Ancient Amphibians Left Full-Body Imprints

Left: Fossilized body imprints of 330-million-year-old salamander-like creatures. Right: An artist's impression of what the creatures looked like. (Image credit: Spencer Lucas/New Mexico Museum of Natural History)

Exquisitely preserved fossilized body imprints of ancient salamander-like creatures have been discovered in 330-million-year-old Pennsylvanian rocks.

The foot-long amphibians lived 100 million years before the first dinosaurs. "Body impressions like this are wholly unheard of," said paleontologist Spencer Lucas, a curator at the New Mexico Museum of Natural History.

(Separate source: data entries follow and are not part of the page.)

PR #1310, opened 2019-10-28
Don't require GH_TOKEN to be set on Travis

### LINKED ISSUE #1309: Travis builds require GH_TOKEN to be set for no good reason
### Steps to Reproduce
 1. On GitHub, fork Excalibur to your own account or to an organization other than excaliburjs.
 2. Commit some minor change to trigger a Travis CI build.

### Expected Result
Travis CI should successfully build Excalibur.

### Actual Result
Build scripts complain that `GH_TOKEN` is not set and exit, causing the build to fail. This is annoying because it makes it difficult for third-party contributors to ensure their changes are correct before submitting them to the project.

image

The problem is that [version.js explicitly checks that `GH_TOKEN` is set](https://github.com/excaliburjs/Excalibur/blob/c09f07e79b634f307beab8884c36744f409df7d1/version.js#L46-L48) and throws an error if it is not. ~~However, this check is artificial because a GitHub token is not actually needed. The only place it is used is to [fetch the latest tag version of Excalibur from GitHub](https://github.com/excaliburjs/Excalibur/blob/c09f07e79b634f307beab8884c36744f409df7d1/version.js#L50-L56), and this API call does not require authorization.~~ Besides which, the version number is probably only relevant when building on the master branch of the main Excalibur repository at excaliburjs/Excalibur.

### Environment
Travis CI

### Current Workaround
Developers could create a personal access token and set `GH_TOKEN` in their Travis CI environment to the value of that token. For security the token should not have any security scopes assigned.

djcsdy:

Closes #1309 

This is the minimum possible change to fix #1309:

 - Removes the requirement for `GH_TOKEN` to be set in order to build on CI.
 - Removes the `Authorization` header from the request to `api.github.com/repos/excaliburjs/Excalibur/releases/latest`, since it is not needed.

In addition to this change it might also be worth considering checking `TRAVIS_REPO_SLUG`. If this is not equal to `excaliburjs/Excalibur`, then a fork is being built and version numbering could be handled similarly to the way it is currently handled when building a PR branch.

### DIFF
--- a/version.js
+++ b/version.js
@@ -1,77 +1,68 @@
-const { execSync }  = require('child_process');
-const request       = require('sync-request');
+const { execSync } = require('child_process');
+const request = require('sync-request');
 const appveyorBuild = process.env.APPVEYOR_BUILD_NUMBER || '';
-const travisBuild   = process.env.TRAVIS_BUILD_NUMBER   || '';
-const commit        = process.env.TRAVIS_COMMIT         || '';
-const travisPr      = process.env.TRAVIS_PULL_REQUEST   || 'false';
-const travisTag     = process.env.TRAVIS_TAG            || '';
+const travisBuild = process.env.TRAVIS_BUILD_NUMBER || '';
+const commit = process.env.TRAVIS_COMMIT || '';
+const travisPr = process.env.TRAVIS_PULL_REQUEST || 'false';
+const travisTag = process.env.TRAVIS_TAG || '';
 
 // ignore local builds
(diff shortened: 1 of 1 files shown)


djcsdy:
...and of course, the build immediately fails with 'Fatal error fetching GH release version' thus proving me wrong, despite the fact that it worked every time I tested it up to the point of actually creating a PR 🤦‍♂.

djcsdy:
Closing this because clearly I was fundamentally mistaken.

PR #1491, opened 2020-04-14
Fix freeze when actor width or height is 0 and tilemap is shown

### LINKED ISSUE #1418: Excalibur crashes when using tilemaps and actors together
### Steps to Reproduce
```ts
import { Engine, Loader, Actor } from 'excalibur';
import { TiledResource } from '@excaliburjs/excalibur-tiled';

const game = new Engine();
const loader = new Loader();
const levelResource = new TiledResource('assets/map/single-layer.json');
loader.addResource(levelResource);

game.start(loader).then(() => {
  const tileMap = levelResource.getTileMap();
  game.addTileMap(tileMap);

  const actor = new Actor();
  game.add(actor); // Game crashes on this line
});
```

### Expected Result
The map should display, along with any defined actors.

### Actual Result
The entire browser tab freezes and needs to be force closed.

### Environment
- browsers and versions: Chromium 79.0.3945.130, Firefox 72.0.2
- operating system: Ubuntu 19.10
- Excalibur versions: 0.23.0

### Notes
- UIActors are fine; the problem specifically seems to happen when combining the Tiled TileMap and an Actor.
- `import * as ex from 'excalibur'` instead of the above import style makes no difference.

### Current Workaround
None.

DaVince:
Closes #1418 

TileMapImpl.collides() got stuck infinitely on the `trace points for overlap` loop when the actor's size is zero.

## Changes:

- Check size of actor before deciding whether to run the collision logic
- Return null when actor width or height is 0

### DIFF
--- a/CHANGELOG.md
+++ b/CHANGELOG.md
@@ -36,6 +36,7 @@ This project adheres to [Semantic Versioning](http://semver.org/).
 
 ### Fixed
 
+- Fixed Excalibur crashing when displaying both a tilemap and a zero-size actor ([#1418](https://github.com/excaliburjs/Excalibur/issues/1418))
 - Fixed animation flipping behavior ([#1172](https://github.com/excaliburjs/Excalibur/issues/1172))
 - Fixed actors being drawn when their opacity is 0 ([#875](https://github.com/excaliburjs/Excalibur/issues/875))
 - Fixed iframe event handling, excalibur will respond to keyboard events from the top window ([#1294](https://github.com/excaliburjs/Excalibur/issues/1294))
--- a/src/engine/TileMap.ts
+++ b/src/engine/TileMap.ts
@@ -86,6 +86,9 @@ export class TileMapImpl extends Class {
     const height = actor.pos.y + actor.height;
     const actorBounds = actor.body.collider.bounds;
     const overlaps: Vector[] = [];
+    if (actor.width <= 0 || actor.height <= 0) {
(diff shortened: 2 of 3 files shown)


DaVince:
This is my second merge request on an open source project ever, please let me know if I did it right! 🙂

DaVince:
In the failing test, an object with a non-zero size is being tested. My implementation might have been naive. Will look into this further.

DaVince:
Test `'should collide with other polygons when touching'` fails, but I have no clue why, because on further inspection it does nothing with TileMaps. Is it even related?

On another note: can actor widths and heights ever be a negative value?

eonarheim:
I think this is a flakey test that was discovered, not related to TileMaps.

I think negative widths/heights are unexpected and should be an error. Zero
width and heights do have a use.

eonarheim:
@kamranayub ^ Any more info on this test

eonarheim:
@DaVince This looks great, is it possible to add a test for this fix?

eonarheim:
If it is too onerous to add a test for this let me know.

kamranayub:
I wouldn't worry about that test, it has failed in master before and will pass on a rebuild. Definitely flaky.

DaVince:
Thanks for all the great feedback!

> @DaVince This looks great, is it possible to add a test for this fix? (ignore the flakey test)

Sure, I'm on it.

Lucas planned to present the discovery Tuesday at the annual meeting of the Geological Society of America in Denver.

While lacking bones, the body imprints contain other rare information about the bones, Lucas said. Without the imprints of the webbed four-toed feet, for instance, it would be virtually impossible to say they were truly amphibians. The imprints also provide body proportions data and reveals the creatures' skin was smooth, not armor plated as might be expected, Lucas said.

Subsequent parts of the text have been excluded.